Хемингуэй увлекся сам и увлек всех нас, но тут в дверях бара появился какой-то хорошо одетый мужчина.

– Эрнест, старина, вот ты где!

Хемингуэй встал с табурета и представил нам своего друга:

– Томпсон, владелец здешней скобяной лавки, мы вместе рыбачим. Томпсон, это Эдна Геллхорн. Ее сын Альфред. И дочь Марти, писательница. Ты, наверное, читал «Бедствие, которое я видела»? Миссис Рузвельт высоко оценила этот роман.

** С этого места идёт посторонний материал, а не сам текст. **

PR #204, opened 2020-10-20
Add a history link

balderdash:

Add a history link for claims.

**Screenshots**

image

### DIFF
--- a/src/Components/ClaimNotes.tsx
+++ b/src/Components/ClaimNotes.tsx
@@ -1,6 +1,6 @@
 import "./ClaimNotes.css";
 
-import React, { ChangeEvent, Fragment } from "react";
+import React, { ChangeEvent } from "react";
 
 import Button from "./Button";
 import { Task } from "../sharedtypes";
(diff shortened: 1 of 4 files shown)


src/Components/ClaimNotes.tsx
```diff
@@ -59,42 +59,51 @@ class ClaimNotes extends React.Component<Props, State> {
...
-            <Button
-              className="claimnotes_button"
-              label="Edit"
-              onClick={this._onEdit}
-            />
-          </Fragment>
+      <div className="claimnotes_wrapper">
+        <div className="claimnotes_row">
+          {editing ? (
+            <>
```
jcmorrow, line 68: What is this? I've never seen `<>` in react before.

jcmorrow (approved):
One little question on the `<>` element, but otherwise 👍

src/Components/ClaimNotes.tsx
liangmicha: I think it's the new shorthand for <Fragment>: https://reactjs.org/docs/fragments.html#short-syntax

PR #209, opened 2020-10-30
Show note in the current note section if the POST succeeded

jcmorrow:
Right now you won't see the note until you either refresh all claims manually by refreshing the page, or otherwise trigger a refresh of all claims in the app (both of which are pretty painful and slow). Let's add the note to the currently displayed ones if the POST request was a successful response, otherwise, pop an error so the user doesn't expect that note to be saved.


src/Components/ClaimNotes.tsx
```diff
@@ -40,8 +42,17 @@ class ClaimNotes extends React.Component<Props, State> {
...
+      () => {
+        this.setState({
+          editing: false,
+          notes: [...this.state.notes, newNote],
+        });
+      },
+      () => {
+        alert("There was an error saving your note");
+      }
+    );
```
balderdash, line 55: Nit: With `await`, this could just be:
```
try {
  await dataStore.setClaimNotes(...);
} catch {
  alert(...);
  return;
}
this.setState({...});
```
The behavior should be identical though, it's just syntactic sugar.

src/transport/maisha.ts
```diff
@@ -237,7 +238,7 @@ export class MaishaApi {
       message: string;
     };
   }): Promise<void> {
-    await this.fetchWithToken("/review_note", "POST", body);
+    return await this.fetchWithToken("/review_note", "POST", body);
```
balderdash, line 241: With just `await`, `postReviewNote` already returns a promise that only resolves once the `fetchWithToken()` promise has resolved. The `return` is unnecessary unless you're trying to return the value (i.e. the API response) as well.

balderdash (approved):
Just a couple minor comments about `await`, but the change itself looks good!

<a href="https://gitme.me/image?url=https%3A%2F%2Fmedia0.giphy.com%2Fmedia%2FJQQwgVUMDIyAM%2Fgiphy.gif&token=great" data-gitmeme-token="great"></a>

src/transport/maisha.ts
jcmorrow: Ah, gotchya, thanks!

src/Components/ClaimNotes.tsx
jcmorrow: Hmmmmm yeah, I think the thing I don't love about that is that `catch` could be catching all sorts of things, not just a problem with the network request. It feels a little like verging on using exceptions for control flow (but that's kind of what Promises do to begin with, it's hard to avoid).

src/transport/maisha.ts
```diff
@@ -193,7 +194,7 @@ export class MaishaApi {
   }
 
   async getFacilities(): Promise<{ facilities: MaishaFacility[] }> {
-    return await this.fetchWithToken("/facilities?loyalty_enabled=true");
+    await this.fetchWithToken("/facilities?loyalty_enabled=true");
```
balderdash, line 197: For the `get...` endpoints you'll want to leave the `return` in place because we actually do care about the API responses.

PR #211, opened 2020-11-18
Add transaction id to individual claim view

liangmicha:
Problem:
- Instead of ops team telling us Transaction "Amani Medical Clinic/11-14 11:33/15-Nov/Oraquick/", they can tell us transaction ID when trying to refer to something on the Audere dashboard


liangmicha:
oops sorry, wrong repo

– Да, конечно, – кивнул Томпсон. – Но тебя ждут Полин, гости и великолепный ужин с лангустами.

Эрнест предложил своему приятелю сесть и выпить, но тот решительно отказался.

– Геллхорны приехали из Сент-Луиса, – сказал Эрнест. – Между прочим, супруг Эдны – доктор.

Мэти уже успела очаровать Хемингуэя: ему нравилось, что она, как и его мать, вышла замуж за врача, но при этом была совсем на нее не похожа – открытая для общения и без диктаторских замашек.

Томпсон был очень мил, выразил надежду, что нам нравится в Ки-Уэсте (брат заверил, что так оно и есть), однако упорно гнул свою линию:

– Это все очень хорошо, Эрнест, но стол уже накрыт.

– Да-да, ты иди, – ответил Хемингуэй.

– Полин послала меня за тобой, – не сдавался Томпсон.

– О, не стоит из-за нас задерживаться, – произнесла Мэти, – вас ждут гости.

– Иди, Томпсон, – повторил Эрнест. – Передай Полин, я здесь перекушу, пусть не волнуется – с голоду не умру. И скажи, что я подтянусь позже, успею на бокал «Пенья».

Эрнест хотел, чтобы Томпсон передал его жене, что он настолько занят, выпивая у Скиннера, что не может присутствовать на званом ужине в собственном доме. Я не сомневалась, что при этом Томпсон вряд ли вспомнит о Мэти и моем брате, но наверняка отрапортует супруге о длинноногой блондинке в черном летнем платье, как будто обо мне больше и сказать нечего.